* ENTRIES PROVIDED
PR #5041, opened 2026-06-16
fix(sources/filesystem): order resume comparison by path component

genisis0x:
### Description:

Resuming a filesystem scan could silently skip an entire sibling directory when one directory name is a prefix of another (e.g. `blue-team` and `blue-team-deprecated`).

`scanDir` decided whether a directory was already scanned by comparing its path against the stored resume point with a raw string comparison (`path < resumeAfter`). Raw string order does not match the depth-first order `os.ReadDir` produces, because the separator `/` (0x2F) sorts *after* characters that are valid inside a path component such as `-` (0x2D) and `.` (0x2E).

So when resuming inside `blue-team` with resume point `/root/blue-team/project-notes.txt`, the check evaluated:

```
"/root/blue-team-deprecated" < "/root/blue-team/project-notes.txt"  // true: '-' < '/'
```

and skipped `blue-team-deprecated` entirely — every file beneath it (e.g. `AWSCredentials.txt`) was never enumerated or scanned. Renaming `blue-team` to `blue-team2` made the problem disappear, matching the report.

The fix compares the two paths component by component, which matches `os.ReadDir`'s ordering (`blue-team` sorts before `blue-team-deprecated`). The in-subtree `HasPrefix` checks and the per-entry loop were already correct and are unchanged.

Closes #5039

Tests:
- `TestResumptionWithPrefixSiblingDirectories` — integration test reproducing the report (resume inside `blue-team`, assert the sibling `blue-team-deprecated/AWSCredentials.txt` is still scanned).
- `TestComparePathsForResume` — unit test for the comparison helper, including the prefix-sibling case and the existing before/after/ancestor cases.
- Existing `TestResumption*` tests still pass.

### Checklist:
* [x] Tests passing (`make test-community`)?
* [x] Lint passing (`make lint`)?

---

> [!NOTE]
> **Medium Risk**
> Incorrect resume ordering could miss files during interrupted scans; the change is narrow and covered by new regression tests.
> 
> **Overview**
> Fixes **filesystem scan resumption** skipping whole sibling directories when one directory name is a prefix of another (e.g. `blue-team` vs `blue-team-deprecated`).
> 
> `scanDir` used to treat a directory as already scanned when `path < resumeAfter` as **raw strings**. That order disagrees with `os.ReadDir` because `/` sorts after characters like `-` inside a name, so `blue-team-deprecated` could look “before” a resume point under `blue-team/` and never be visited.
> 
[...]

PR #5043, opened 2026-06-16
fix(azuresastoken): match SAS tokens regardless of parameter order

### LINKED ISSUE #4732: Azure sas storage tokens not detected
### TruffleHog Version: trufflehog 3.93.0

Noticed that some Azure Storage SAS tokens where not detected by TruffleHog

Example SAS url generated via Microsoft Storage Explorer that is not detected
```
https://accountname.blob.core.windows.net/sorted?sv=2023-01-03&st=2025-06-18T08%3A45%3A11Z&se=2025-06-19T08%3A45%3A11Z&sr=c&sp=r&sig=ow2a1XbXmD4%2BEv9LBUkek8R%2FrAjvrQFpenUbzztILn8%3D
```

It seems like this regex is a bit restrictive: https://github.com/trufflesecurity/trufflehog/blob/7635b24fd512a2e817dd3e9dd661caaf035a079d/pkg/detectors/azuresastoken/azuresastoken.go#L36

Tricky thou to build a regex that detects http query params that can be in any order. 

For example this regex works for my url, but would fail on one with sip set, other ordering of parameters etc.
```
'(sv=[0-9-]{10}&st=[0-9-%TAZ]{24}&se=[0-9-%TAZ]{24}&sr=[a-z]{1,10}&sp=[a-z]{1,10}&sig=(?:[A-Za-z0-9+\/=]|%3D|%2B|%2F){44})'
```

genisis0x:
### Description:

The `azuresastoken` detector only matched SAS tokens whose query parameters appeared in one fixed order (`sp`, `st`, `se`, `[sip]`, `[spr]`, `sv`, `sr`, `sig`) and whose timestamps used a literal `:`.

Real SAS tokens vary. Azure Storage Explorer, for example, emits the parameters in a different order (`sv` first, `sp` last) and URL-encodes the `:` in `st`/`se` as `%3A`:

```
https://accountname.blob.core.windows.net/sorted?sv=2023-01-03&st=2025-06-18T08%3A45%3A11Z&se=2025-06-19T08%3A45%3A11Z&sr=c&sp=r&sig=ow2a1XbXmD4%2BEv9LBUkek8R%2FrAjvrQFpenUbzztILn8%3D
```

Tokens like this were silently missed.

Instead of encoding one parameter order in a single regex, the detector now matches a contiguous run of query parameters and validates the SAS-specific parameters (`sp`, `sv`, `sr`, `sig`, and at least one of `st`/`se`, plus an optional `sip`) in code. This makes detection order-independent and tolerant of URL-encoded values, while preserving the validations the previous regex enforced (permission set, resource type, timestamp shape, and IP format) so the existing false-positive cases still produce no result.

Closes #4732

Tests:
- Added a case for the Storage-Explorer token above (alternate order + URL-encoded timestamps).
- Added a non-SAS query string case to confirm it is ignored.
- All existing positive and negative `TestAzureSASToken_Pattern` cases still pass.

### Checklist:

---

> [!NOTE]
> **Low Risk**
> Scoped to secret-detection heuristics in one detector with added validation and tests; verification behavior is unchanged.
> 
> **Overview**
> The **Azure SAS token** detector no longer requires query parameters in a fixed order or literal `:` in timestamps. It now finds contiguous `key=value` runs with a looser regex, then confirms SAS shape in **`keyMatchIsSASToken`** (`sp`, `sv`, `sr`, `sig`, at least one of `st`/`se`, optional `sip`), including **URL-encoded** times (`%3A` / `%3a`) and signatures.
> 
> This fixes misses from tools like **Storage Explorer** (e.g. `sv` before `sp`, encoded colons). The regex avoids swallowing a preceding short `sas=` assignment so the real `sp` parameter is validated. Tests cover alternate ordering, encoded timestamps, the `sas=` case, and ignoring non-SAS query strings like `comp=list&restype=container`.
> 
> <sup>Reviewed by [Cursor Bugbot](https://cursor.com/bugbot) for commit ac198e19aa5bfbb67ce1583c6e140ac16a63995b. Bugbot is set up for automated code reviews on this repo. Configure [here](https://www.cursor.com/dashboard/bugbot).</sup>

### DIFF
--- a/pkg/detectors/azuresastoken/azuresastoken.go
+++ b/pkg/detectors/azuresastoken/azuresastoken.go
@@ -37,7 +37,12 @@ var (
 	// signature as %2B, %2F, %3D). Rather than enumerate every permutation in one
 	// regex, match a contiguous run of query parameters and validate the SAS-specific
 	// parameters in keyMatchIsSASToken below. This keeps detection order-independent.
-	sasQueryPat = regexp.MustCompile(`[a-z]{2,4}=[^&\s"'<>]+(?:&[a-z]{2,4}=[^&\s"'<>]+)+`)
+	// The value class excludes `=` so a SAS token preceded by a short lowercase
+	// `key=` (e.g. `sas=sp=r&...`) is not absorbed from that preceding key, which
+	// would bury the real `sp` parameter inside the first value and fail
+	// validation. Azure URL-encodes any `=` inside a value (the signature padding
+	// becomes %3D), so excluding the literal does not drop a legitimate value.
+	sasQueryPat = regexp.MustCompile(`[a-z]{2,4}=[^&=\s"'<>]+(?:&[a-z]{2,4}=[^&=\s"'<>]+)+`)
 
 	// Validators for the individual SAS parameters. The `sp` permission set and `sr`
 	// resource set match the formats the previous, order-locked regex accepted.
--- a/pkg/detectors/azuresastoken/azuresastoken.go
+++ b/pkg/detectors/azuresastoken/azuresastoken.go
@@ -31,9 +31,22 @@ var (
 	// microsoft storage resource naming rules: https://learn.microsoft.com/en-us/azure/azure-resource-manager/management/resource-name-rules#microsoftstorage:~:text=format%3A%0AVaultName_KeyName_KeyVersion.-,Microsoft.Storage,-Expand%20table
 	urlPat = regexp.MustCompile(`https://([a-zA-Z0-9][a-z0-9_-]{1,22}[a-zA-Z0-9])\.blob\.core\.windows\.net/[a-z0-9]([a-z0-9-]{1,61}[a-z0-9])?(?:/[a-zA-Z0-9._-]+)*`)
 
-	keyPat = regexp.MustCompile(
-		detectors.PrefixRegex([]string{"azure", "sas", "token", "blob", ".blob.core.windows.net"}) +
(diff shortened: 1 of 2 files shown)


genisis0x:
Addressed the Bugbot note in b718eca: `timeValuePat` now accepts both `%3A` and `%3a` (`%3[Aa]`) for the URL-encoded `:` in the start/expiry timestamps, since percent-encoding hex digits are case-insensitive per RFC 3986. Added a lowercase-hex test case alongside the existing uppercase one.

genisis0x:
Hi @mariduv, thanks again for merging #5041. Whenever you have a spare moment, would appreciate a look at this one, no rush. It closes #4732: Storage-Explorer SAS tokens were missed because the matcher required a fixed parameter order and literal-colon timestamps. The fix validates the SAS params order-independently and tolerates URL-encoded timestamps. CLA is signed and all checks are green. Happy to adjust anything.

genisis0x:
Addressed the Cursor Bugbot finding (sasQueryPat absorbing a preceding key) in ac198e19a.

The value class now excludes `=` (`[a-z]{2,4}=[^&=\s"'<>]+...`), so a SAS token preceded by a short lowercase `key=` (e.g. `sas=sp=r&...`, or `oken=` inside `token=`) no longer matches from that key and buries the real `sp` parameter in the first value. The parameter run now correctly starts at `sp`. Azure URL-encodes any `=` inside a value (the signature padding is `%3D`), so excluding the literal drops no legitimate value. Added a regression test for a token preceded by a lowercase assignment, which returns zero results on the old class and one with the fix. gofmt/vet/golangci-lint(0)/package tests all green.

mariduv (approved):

* * *

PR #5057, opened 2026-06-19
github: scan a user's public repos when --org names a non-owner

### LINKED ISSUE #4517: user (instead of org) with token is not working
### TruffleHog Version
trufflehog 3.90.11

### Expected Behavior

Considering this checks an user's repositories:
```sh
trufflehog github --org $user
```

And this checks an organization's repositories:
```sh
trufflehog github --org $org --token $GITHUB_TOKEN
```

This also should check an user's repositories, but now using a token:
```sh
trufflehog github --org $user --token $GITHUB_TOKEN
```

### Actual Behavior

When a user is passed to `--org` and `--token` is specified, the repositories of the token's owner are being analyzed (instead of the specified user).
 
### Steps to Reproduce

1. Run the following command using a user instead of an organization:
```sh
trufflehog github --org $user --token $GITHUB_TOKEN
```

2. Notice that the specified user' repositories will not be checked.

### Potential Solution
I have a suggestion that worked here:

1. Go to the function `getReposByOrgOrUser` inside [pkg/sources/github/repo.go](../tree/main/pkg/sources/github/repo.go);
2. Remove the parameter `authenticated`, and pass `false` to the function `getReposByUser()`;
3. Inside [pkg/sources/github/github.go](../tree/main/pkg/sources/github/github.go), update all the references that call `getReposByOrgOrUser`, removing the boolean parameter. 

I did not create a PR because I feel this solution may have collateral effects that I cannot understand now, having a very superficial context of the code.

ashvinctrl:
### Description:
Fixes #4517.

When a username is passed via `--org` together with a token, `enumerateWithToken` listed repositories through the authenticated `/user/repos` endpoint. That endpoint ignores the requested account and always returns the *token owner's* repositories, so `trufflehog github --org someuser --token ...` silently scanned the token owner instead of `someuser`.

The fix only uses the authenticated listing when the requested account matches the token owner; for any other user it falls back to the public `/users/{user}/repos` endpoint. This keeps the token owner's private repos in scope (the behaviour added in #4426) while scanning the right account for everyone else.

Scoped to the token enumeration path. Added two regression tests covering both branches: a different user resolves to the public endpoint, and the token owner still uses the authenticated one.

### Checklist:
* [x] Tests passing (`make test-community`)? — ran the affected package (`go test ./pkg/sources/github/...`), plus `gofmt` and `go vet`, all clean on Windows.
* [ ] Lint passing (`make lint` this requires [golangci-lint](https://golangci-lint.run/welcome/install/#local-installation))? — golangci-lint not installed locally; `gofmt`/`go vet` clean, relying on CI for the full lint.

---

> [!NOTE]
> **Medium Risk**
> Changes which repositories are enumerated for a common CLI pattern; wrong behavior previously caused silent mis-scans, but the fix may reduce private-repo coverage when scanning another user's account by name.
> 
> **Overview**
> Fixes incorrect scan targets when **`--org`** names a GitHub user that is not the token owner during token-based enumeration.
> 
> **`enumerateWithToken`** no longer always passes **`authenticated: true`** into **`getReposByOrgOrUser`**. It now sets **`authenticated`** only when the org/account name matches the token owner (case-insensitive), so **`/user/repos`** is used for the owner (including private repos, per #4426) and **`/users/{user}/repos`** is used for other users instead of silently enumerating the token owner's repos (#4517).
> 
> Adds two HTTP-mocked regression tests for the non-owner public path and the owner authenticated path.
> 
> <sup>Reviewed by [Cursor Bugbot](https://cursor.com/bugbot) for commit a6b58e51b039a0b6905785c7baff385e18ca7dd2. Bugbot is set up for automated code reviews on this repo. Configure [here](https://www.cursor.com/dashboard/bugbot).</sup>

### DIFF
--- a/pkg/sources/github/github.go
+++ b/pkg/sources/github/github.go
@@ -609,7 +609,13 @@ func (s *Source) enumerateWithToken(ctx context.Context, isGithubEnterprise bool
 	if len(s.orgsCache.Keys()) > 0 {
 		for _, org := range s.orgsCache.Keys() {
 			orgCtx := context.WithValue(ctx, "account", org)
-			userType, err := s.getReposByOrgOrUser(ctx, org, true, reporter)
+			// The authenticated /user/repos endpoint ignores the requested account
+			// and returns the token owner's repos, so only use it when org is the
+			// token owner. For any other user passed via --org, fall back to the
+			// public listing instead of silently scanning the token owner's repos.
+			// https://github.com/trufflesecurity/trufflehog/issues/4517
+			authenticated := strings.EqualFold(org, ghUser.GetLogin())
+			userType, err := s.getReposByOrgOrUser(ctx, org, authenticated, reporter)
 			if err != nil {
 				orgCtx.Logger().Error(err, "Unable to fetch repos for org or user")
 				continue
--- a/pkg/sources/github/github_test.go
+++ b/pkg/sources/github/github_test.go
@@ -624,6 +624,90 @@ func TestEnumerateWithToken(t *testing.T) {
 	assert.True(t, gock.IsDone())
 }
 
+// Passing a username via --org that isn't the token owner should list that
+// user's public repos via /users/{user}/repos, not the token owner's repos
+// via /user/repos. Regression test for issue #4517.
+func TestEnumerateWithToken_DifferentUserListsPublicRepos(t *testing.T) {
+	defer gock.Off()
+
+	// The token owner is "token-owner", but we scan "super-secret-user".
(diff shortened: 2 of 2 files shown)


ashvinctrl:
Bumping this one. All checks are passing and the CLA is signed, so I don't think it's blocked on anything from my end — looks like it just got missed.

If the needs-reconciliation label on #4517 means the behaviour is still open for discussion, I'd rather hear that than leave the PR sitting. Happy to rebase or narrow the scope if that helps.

==

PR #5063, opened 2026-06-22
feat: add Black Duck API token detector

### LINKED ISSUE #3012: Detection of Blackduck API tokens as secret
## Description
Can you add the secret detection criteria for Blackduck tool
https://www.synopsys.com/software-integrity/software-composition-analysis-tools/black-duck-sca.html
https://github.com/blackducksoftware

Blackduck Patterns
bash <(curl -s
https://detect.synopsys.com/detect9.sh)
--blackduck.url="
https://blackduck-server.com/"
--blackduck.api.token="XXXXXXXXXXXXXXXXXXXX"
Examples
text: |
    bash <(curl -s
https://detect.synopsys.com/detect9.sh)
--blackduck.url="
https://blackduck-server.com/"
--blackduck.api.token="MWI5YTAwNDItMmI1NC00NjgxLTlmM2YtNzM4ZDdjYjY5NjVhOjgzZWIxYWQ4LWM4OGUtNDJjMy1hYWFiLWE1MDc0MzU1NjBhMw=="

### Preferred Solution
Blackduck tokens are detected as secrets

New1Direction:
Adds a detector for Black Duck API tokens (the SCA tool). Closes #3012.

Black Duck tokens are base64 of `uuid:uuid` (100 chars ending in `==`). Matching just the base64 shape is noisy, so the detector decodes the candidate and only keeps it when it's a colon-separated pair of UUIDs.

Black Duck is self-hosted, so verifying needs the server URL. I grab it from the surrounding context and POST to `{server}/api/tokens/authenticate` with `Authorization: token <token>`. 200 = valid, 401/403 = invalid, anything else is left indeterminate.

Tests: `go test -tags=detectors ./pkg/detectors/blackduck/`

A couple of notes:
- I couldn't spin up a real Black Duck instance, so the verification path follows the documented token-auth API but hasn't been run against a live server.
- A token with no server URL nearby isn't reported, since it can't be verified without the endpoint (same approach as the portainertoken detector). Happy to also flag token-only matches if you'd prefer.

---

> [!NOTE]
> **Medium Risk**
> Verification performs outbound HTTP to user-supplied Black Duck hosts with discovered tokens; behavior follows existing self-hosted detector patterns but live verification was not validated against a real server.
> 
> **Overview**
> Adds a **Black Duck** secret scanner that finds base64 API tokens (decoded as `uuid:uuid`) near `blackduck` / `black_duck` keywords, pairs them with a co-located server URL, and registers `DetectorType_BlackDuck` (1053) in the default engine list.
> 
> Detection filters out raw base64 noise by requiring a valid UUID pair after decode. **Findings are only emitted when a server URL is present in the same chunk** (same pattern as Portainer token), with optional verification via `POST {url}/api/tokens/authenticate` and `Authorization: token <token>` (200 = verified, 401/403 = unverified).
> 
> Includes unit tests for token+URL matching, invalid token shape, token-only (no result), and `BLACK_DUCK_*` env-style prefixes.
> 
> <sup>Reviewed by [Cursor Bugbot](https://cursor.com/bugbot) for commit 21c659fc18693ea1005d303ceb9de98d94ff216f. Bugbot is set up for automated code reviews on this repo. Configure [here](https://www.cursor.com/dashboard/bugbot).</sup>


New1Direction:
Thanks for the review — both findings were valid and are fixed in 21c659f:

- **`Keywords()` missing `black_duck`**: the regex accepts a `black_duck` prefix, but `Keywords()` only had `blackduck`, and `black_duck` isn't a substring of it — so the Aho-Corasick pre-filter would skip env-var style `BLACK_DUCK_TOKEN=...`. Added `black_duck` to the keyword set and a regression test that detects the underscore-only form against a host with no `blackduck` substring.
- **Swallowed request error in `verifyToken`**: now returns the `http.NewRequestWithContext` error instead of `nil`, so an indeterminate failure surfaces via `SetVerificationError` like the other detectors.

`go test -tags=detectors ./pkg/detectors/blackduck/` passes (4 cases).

* BRIEF
Write out each line above that contains the word "using".

* REPLY TO THE EXERCISE
This also should check an user's repositories, but now using a token:
1. Run the following command using a user instead of an organization:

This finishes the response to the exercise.